Exercise description: In the data below, find every line that has the string "BaseMut", and copy it.

══════

Issue #1245, opened 2025-07-21
`self.to_gd()` in `drop()` causes (double) panic


ttencate:
Maybe the inverse problem of #557.

```
#[derive(GodotClass)]
#[class(init, base=RefCounted)]
struct AccessGdOnDrop {
    base: Base<RefCounted>,
}

impl Drop for AccessGdOnDrop {
    fn drop(&mut self) {
        // This causes a panic.
        self.to_gd();
    }
}

#[itest]
fn access_gd_on_drop() {
    let obj = AccessGdOnDrop::new_gd();
    drop(obj);
}
```

Bromeon:
Thanks for reporting! Marked it now as "feature" since #557 is one too, but either way it would be nice to support this.

And if we can't, we should at least document it and ideally provide a better error message than the one you posted on [Discord](https://discord.com/channels/723850269347283004/1396811077177708644):

>    ERROR: [panic .../godot-core-0.3.1/src/obj/raw_gd.rs:201]
>      object expected to inherit RefCounted

beicause:
Additionally, using `NOTIFICATION_PREDELETE` can't work around this issue:

```rust
#[derive(GodotClass)]
#[class(init)]
struct RefcPredelete {
    base: Base<RefCounted>,
}

#[godot_api]
impl IRefCounted for RefcPredelete {
    fn on_notification(&mut self, what: ObjectNotification) {
        if what == ObjectNotification::PREDELETE {
            println!("{:?}", self.base().get_meta("meta"));
            assert_eq!(self.base().get_meta("meta"), "value".to_variant());
        }
    }
}

#[itest]
fn base_predelete_refcounted() {
    let mut obj = RefcPredelete::new_gd();
    obj.set_meta("meta", &"value".to_variant());
}
```
This also panics, `base()` attempted to inc/dec the reference count but failed.
```
ERROR: Trying to unreference a SafeRefCount which is already zero is wrong and a symptom of it being misused.
Upon a SafeRefCount reaching zero any object whose lifetime is tied to it, as well as the ref count itself, must be destroyed.
Moreover, to guarantee that, no multiple threads should be racing to do the final unreferencing to zero.
   at: _check_unref_safety (./core/templates/safe_refcount.h:189)
   GDScript backtrace (most recent call first):
       [0] _ready (res://TestRunner.gd:77)
```

Yarwin:
[...]

PR #1280, opened 2025-08-18
Add `WeakGd`

beicause:
Address #1245, #557.

### DIFF
--- a/godot-core/src/obj/base.rs
+++ b/godot-core/src/obj/base.rs
@@ -15,6 +15,7 @@ use std::mem::ManuallyDrop;
 use std::rc::Rc;
 
 use crate::builtin::{Callable, Variant};
+use crate::obj::weak_gd::WeakGd;
 use crate::obj::{bounds, Gd, GodotClass, InstanceId};
 use crate::{classes, sys};
 
@@ -164,6 +165,10 @@ impl<T: GodotClass> Base<T> {
     #[deprecated = "Private API. Use `Base::to_init_gd()` or `WithBaseField::to_gd()` instead."] // TODO(v0.4): remove.
     pub fn to_gd(&self) -> Gd<T> {
         (*self.obj).clone()
+    }
+
+    pub fn to_weak_gd(&self) -> WeakGd<T> {
+        WeakGd::from_base(self)
     }
 
     /// Returns a [`Gd`] referencing the base object, for exclusive use during object initialization.
@@ -327,6 +332,10 @@ impl<T: GodotClass> Base<T> {
         );
 
         (*self.obj).clone()
+    }
+
+    pub(crate) fn is_instance_valid(&self) -> bool {
+        self.obj.is_instance_valid()
     }
 }
 
--- a/godot-core/src/obj/mod.rs
+++ b/godot-core/src/obj/mod.rs
@@ -22,6 +22,7 @@ mod on_editor;
 mod on_ready;
 mod raw_gd;
 mod traits;
+mod weak_gd;
 
 pub(crate) mod rtti;
 
@@ -35,6 +36,7 @@ pub use on_editor::*;
 pub use on_ready::*;
 pub use raw_gd::*;
 pub use traits::*;
+pub use weak_gd::*;
 
 pub mod bounds;
 pub mod script;
--- a/godot-core/src/obj/raw_gd.rs
+++ b/godot-core/src/obj/raw_gd.rs
@@ -358,27 +358,6 @@ impl<T: GodotClass> RawGd<T> {
         // Validation object identity.
         self.check_rtti("upcast_ref");
         debug_assert!(!self.is_null(), "cannot upcast null object refs");
-
-        // In Debug builds, go the long path via Godot FFI to verify the results are the same.
-        #[cfg(debug_assertions)]
-        {
-            // SAFETY: we forget the object below and do not leave the function before.
-            let ffi_dest = self.ffi_cast::<Base>().expect("failed FFI upcast");
-
-            // The ID check is not that expressive; we should do a complete comparison of the ObjectRtti, but currently the dynamic types can
-            // be different (see comment in ObjectRtti struct). This at least checks that the transmuted object is not complete garbage.
-            // We get direct_id from Self and not Base because the latter has no API with current bounds; but this equivalence is tested in Deref.
-            let direct_id = self.instance_id_unchecked().expect("direct_id null");
-            let ffi_id = ffi_dest
-                .as_dest_ref()
-                .instance_id_unchecked()
-                .expect("ffi_id null");
-
-            assert_eq!(
-                direct_id, ffi_id,
-                "upcast_ref: direct and FFI IDs differ. This is a bug, please report to godot-rust maintainers."
-            );
-        }
     }
 
     /// Verify that the object is non-null and alive. In Debug mode, additionally verify that it is of type `T` or derived.
--- a/godot-core/src/obj/traits.rs
+++ b/godot-core/src/obj/traits.rs
@@ -12,7 +12,7 @@ use crate::builtin::GString;
 use crate::init::InitLevel;
 use crate::meta::inspect::EnumConstant;
 use crate::meta::ClassName;
-use crate::obj::{bounds, Base, BaseMut, BaseRef, Bounds, Gd};
+use crate::obj::{bounds, Base, BaseMut, BaseRef, Bounds, Gd, WeakGd};
 #[cfg(since_api = "4.2")]
 use crate::registry::signal::SignalObject;
 use crate::storage::Storage;
@@ -363,6 +363,8 @@ pub trait WithBaseField: GodotClass + Bounds<Declarer = bounds::DeclUser> {
     /// Returns a reference to the `Base` stored by this object.
     #[doc(hidden)]
     fn base_field(&self) -> &Base<Self::Base>;
+
+    fn to_weak_gd(&self) -> WeakGd<Self>;
 
     /// Returns a shared reference suitable for calling engine methods on this object.
     ///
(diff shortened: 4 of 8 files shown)


Bromeon:
Thanks, but have you read my reply in https://github.com/godot-rust/gdext/pull/1273#issuecomment-3189934443?

> There is no concept of "weak Gd" in godot-rust. Every public-facing `Gd` is always strong.
> 
> There are some places where we _internally_ use weak `Gd`s, like inside `Base`; but that's mostly an implementation detail **because I can't be bothered having yet another pointer type just for that 😀**
> 
> But if it's public-facing, it would likely need to be its own type due to very different semantics, just like `Rc/Weak` or `Arc/Weak`. **And this would add a lot of API + implementation surface for what is now one use case, and in that only a performance optimization (and that because of a Godot quirk).**

While I admittedly could have been more explicit, I don't think adding niche pointer types is a good idea at this point, especially not before we've sorted out the thread-safe `Gd` pointers (#18). We will end up with a proliferation of slightly different pointers otherwise:
- `Gd` 
- `DynGd`
- `UniqueGd` for multi-threaded sending
- `SharedGd`/`SyncGd` for multi-threaded sharing (possibly)
- [`SiMut`](https://godot-rust.github.io/docs/gdext/master/godot/obj/script/struct.SiMut.html) & Co. for script instances

`WeakGd` adds an entirely other dimension, but would only support `Gd`, not any of the others. Furthermore, we'd need to rule out any confusion with the [`WeakRef`](https://godot-rust.github.io/docs/gdext/master/godot/classes/struct.WeakRef.html) class, which is rather useless in GDExtension.

---

Weak pointers _could_ make sense in the future, but they need a solid motivation, and I'd prefer addressing the threading pointers first. So far, no one has requested them outside of this base-init issue. For #1245 in particular, we should first try to solve the problem using regular `Gd`; requiring to use different pointers depending on context adds a lot of complexity for users.

In general, please follow [this rule](https://github.com/godot-rust/gdext/blob/master/Contributing.md#larger-changes-need-design) in the Contributing Guidelines -- not just for us, but also to save time on your side :slightly_smiling_face: 

> ### Larger changes need design
>
> If you plan to make bigger contributions, make sure to discuss them in a GitHub issue before opening a pull request (PR). Since the library is evolving quickly, this avoids that multiple people work on the same thing, or that features don't integrate well, causing a lot of rework. Also don't hesitate to talk to the developers in the `#contrib-gdext` channel on Discord!

Bromeon:
Note that users can also implement `WeakGd` with a few lines of code:
```rs
struct WeakGd<T> {
    id: InstanceId,
    _ph: PhantomData<*mut T>,
}

impl<T: GodotClass> WeakGd<T> {
    fn downgrade_from(gd: &Gd<T>) -> Self {
        Self { id: gd.instance_id(), _ph: PhantomData }
    }

    fn upgrade(&self) -> Option<Gd<T>> {
        Gd::try_from_instance_id(self.id).ok()
    }
}
```

This may not work for the base-init problem, but would solve most other use cases for weak pointers, and follow a similar pattern as `std::rc::Weak` + `std::sync::Weak`. It supports both manually-managed and ref-counted classes, with `upgrade()` failing if the object is no longer alive.

Yarwin:
I would also add that [`NOTIFICATION_PREDELETE`](https://docs.godotengine.org/en/stable/classes/class_object.html#class-object-constant-notification-predelete) should be preferred over user-defined `drop` fn for GDExtension classes – it is guaranteed to work without weird side effects and will always be emitted at some specified, concrete point in Object lifecycle (unless someone decide to invalidate tons of existing Godot's projects) while we can't really say the same about the drop.

beicause:
> I would also add that [`NOTIFICATION_PREDELETE`](https://docs.godotengine.org/en/stable/classes/class_object.html#class-object-constant-notification-predelete) should be preferred over user-defined `drop` fn for GDExtension classes – it is guaranteed to work without weird side effects and will always be emitted at some specified, concrete point in Object lifecycle (unless someone decide to invalidate tons of existing Godot's projects) while we can't really say the same about the drop.

~It's ok to access base class pointer in drop (deconstructor in c++ is commonly used instead of `NOTIFICATION_PREDELETE`)~
- Edit: it's UB, I opened https://github.com/godotengine/godot/issues/109762

I used to try `NOTIFICATION_PREDELETE` but it seems unreliable during hot reloading.

beicause:
> Note that users can also implement `WeakGd` with a few lines of code:
> 
> ```rust
> struct WeakGd<T> {
>     id: InstanceId,
>     _ph: PhantomData<*mut T>,
> }
> 
> impl<T: GodotClass> WeakGd<T> {
>     fn downgrade_from(gd: &Gd<T>) -> Self {
>         Self { id: gd.instance_id(), _ph: PhantomData }
>     }
> 
>     fn upgrade(&self) -> Option<Gd<T>> {
>         Gd::try_from_instance_id(self.id).ok()
>     }
> }
> ```
> 
> This may not work for the base-init problem, but would solve most other use cases for weak pointers, and follow a similar pattern as `std::rc::Weak` + `std::sync::Weak`. It supports both manually-managed and ref-counted classes, with `upgrade()` failing if the object is no longer alive.

This PR just wants to resolve the base-init and base-drop problems, not really for WeakRef.

Bromeon:
> I used to try `NOTIFICATION_PREDELETE` but it seems unreliable during hot reloading.

What does that mean? The notification isn't emitted during a reload? Or just sometimes?

---

> This PR just wants to resolve the base-init and base-drop problems, not really for WeakRef.

I understand, but it still adds a new symbol to the public API. Before we do add something as central as `WeakGd`, I need to be 100% convinced there's no way to solve those problems with existing means. The base-init solution in particular is "good enough" for me, only improvements I could imagine on that side would be:
- do immediate destruction in Rust-side init, deferred in GDScript-side
- upstream feature in Godot to have "true postinit" callbacks

The base-drop problem I still need to look into. Thanks for opening the Godot issue!

Yarwin:
**IMPORTANT EDIT**: I was wrong, `NOTIFICATION_PREDELETE` won't work for RefCounted (because RefCount is 0 at this point, same as in drop). PR which would fix such issues: https://github.com/godotengine/godot/pull/101269

The rest applies **only** to objects and nodes as of godot 4.4.

> I used to try `NOTIFICATION_PREDELETE` but it seems unreliable during hot reloading.

Right! It is not unreliable thought – it is not being run at all because base instance is not being deleted, only the "inner" GDExtension class (unless it is a plugin which **must** be recreated :upside_down_face:). 

<details>
<summary> Behavior of tool class </summary>

```
// Editor creates one instance and frees it instantly for _stuff_ 
hello from init! Instance id: 2007108762555
hello from predelete! instance id: 2007108762555
Hello from drop! instance id: 2007108762555
---------------
hello from init! Instance id: 2156342099367
// Hot reload - GDEXtension Instance is being dropped.
Hello from drop! instance id: 2156342099367
---------------
// New GDExtension instance. Same ID! Same base instance!
hello from init! Instance id: 2156342099367

// Dummy instance which is instantly freed for editor stuff
hello from init! Instance id: 2301985111656
hello from predelete! instance id: 2301985111656
Hello from drop! instance id: 2301985111656
----------------
```

</details>

You can hook into `on_level_deinit` to run your own deinit:

<details>

```rs
#[gdextension]
        if level == InitLevel::Editor {
            godot_print!("Editor is being deinitialized!");
            // Technically we must be in the editor to deinitialize the editor but old habits die hard.
            
                if let Some(Ok(mut scene_tree)) = Engine::singleton().get_main_loop().map(Gd::try_cast::<SceneTree>)
                {
                    // (In case of refcounted you need to use other means than group, for example the signals)
                    scene_tree.call_group("EditorDeinitGroup", "editor_deinit", &[]);
                }
            }
        }
    }
}

(...)

#[godot_api]
impl INode for ClassWithGdSelfReceiver {
    fn on_notification(&mut self, what: NodeNotification) {
        if what == NodeNotification::PREDELETE {
            self.editor_deinit();
        }
    }

    fn ready(&mut self) {
        self.base_mut().add_to_group("EditorDeinitGroup");
    }
}

#[godot_api]
impl ClassWithGdSelfReceiver {
    #[func]
    fn editor_deinit(&mut self) {
        godot_print!("hello from deinit! Instance id: {}", self.base().instance_id_unchecked());
    }
}
```

</details>

to get desired results:

```
// Editor Placeholder, you know the drill
hello from init! Instance id: 2003837205240
hello from deinit! Instance id: 2003837205240
Hello from drop! instance id: 2003837205240
------------------
/// Our "tool" instance: 2151661255908
hello from init! Instance id: 2151661255908
// Hot reload
Editor is being deinitialized!
// Call nodes in group…
hello from deinit! Instance id: 2151661255908
// Drop "inner"
Hello from drop! instance id: 2151661255908
------------------
// Our "tool" instance - 2151661255908 - is getting new "inner".
hello from init! Instance id: 2151661255908

// Editor placeholder.
hello from init! Instance id: 2239557090725
hello from deinit! Instance id: 2239557090725
Hello from drop! instance id: 2239557090725
-------------------

// Hot reload 2.
Editor is being deinitialized!
hello from deinit! Instance id: 2151661255908
Hello from drop! instance id: 2151661255908
-------------------
hello from init! Instance id: 2151661255908

hello from init! Instance id: 2289133763916
hello from deinit! Instance id: 2289133763916
Hello from drop! instance id: 2289133763916
--------------------
```

My point is – we can't really guarantee any state of the app in `drop`, because it is **fully** dependent on upstream and minor details have been already changed in the past. Godot guarantees the order of an Object lifecycle, and I'm pretty sure that it won't rugpull our instances before we deinit our library (it would be ultra silly).

GodotRust:
API docs are being generated and will be shortly available at: https://godot-rust.github.io/docs/gdext/pr-1280

Bromeon:
Closing, as I haven't heard back and we should first try to solve the init/drop problems without adding a dedicated pointer, see above.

══════

Result:
-use crate::obj::{bounds, Base, BaseMut, BaseRef, Bounds, Gd};
+use crate::obj::{bounds, Base, BaseMut, BaseRef, Bounds, Gd, WeakGd};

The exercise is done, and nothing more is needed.